PR #1999, opened 2026-01-08
fix prevent FFI memory leaks in demuxer sync

THE-Amrit-mahto-05:

---

### Summary

 fixes multiple memory leaks and unsafe pointer overwrites in the Rust–C FFI demuxer synchronization logic.

The issues occur when Rust demuxer state is copied into C structures repeatedly (e.g. during resets), causing existing C-owned pointers to be overwritten without being freed.

---

### Problem

1. In `copy_demuxer_from_rust_to_c`, existing pointers in `PID_buffers` and `PIDs_programs` were overwritten without freeing the previous allocations, leading to cumulative memory leaks during demuxing.

2. `PSIBuffer::default()` initialized `buffer` with a dummy heap allocation instead of `NULL`, which:
   - Creates a small but persistent leak
   - Makes ownership and validity ambiguous on the C side

Both issues become more visible when the demuxer is reset or reused multiple times.

---

### Fixes

- **demuxer.rs**
  - Free existing C pointers before overwriting them
  - Add NULL checks before calling `Box::from_raw` to avoid undefined behavior

- **common_types.rs**
  - Initialize `PSIBuffer::buffer` with `std::ptr::null_mut()` instead of a 1-byte allocation
  - Clarify Rust ↔ C ownership semantics

---

### Impact
- Prevents repeated memory leaks during long-running demuxing
- Makes FFI ownership rules explicit and safer
- No functional behavior change expected

---

### Verification
- Built CCExtractor successfully with the changes
- `cargo test` passes in `src/rust`
- Manual demuxing on sample input shows no regression

### DIFF
--- a/src/rust/src/demuxer/common_types.rs
+++ b/src/rust/src/demuxer/common_types.rs
@@ -109,7 +109,9 @@ impl Default for PSIBuffer {
     fn default() -> Self {
         PSIBuffer {
             prev_ccounter: 0,
-            buffer: Box::into_raw(Box::new(0u8)),
+            // Initialize with null to avoid unnecessary heap allocations and
+            // signal that the buffer is currently empty.
+            buffer: std::ptr::null_mut(),
             buffer_length: 0,
             ccounter: 0,
         }
--- a/src/rust/src/libccxr_exports/demuxer.rs
+++ b/src/rust/src/libccxr_exports/demuxer.rs
@@ -98,59 +98,73 @@ pub unsafe fn copy_demuxer_from_rust_to_c(c_demuxer: *mut ccx_demuxer, rust_demu
     c.global_timestamp_inited = rust_demuxer.global_timestamp_inited.millis() as c_int;
 
     // PID buffers - extra defensive version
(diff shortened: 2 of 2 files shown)


cfsmp3 (approved):
## Review: ✅ Approved

Fixes multiple memory leaks in Rust-C FFI demuxer synchronization.

**Changes:**
1. **demuxer.rs**: Frees existing C pointers before overwriting them in `copy_demuxer_from_rust_to_c()`
2. **common_types.rs**: Initializes `PSIBuffer::buffer` with `null_mut()` instead of dummy heap allocation

**Analysis:**
The fix is correct. When syncing state from Rust to C repeatedly, the old code would overwrite C-side pointers without freeing them first, causing cumulative memory leaks. The new code properly frees existing allocations before creating new ones.

The POISON_PTR_PATTERN check (0xcdcdcdcd) is a defensive measure against uninitialized memory in debug builds.

**Testing:**
- ✅ Builds successfully
- ✅ Tested with sample - works correctly

**Verdict:** Ready to merge.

◆ **What you should do**
Using only the listing above, restate exactly the lines from the line containing "(diff shortened: 2 of 2 files shown)" through the line containing "The fix is correct.", both included.

◆ **Final answer**
(diff shortened: 2 of 2 files shown)


cfsmp3 (approved):
## Review: ✅ Approved

Fixes multiple memory leaks in Rust-C FFI demuxer synchronization.

**Changes:**
1. **demuxer.rs**: Frees existing C pointers before overwriting them in `copy_demuxer_from_rust_to_c()`
2. **common_types.rs**: Initializes `PSIBuffer::buffer` with `null_mut()` instead of dummy heap allocation

**Analysis:**
The fix is correct. When syncing state from Rust to C repeatedly, the old code would overwrite C-side pointers without freeing them first, causing cumulative memory leaks. The new code properly frees existing allocations before creating new ones.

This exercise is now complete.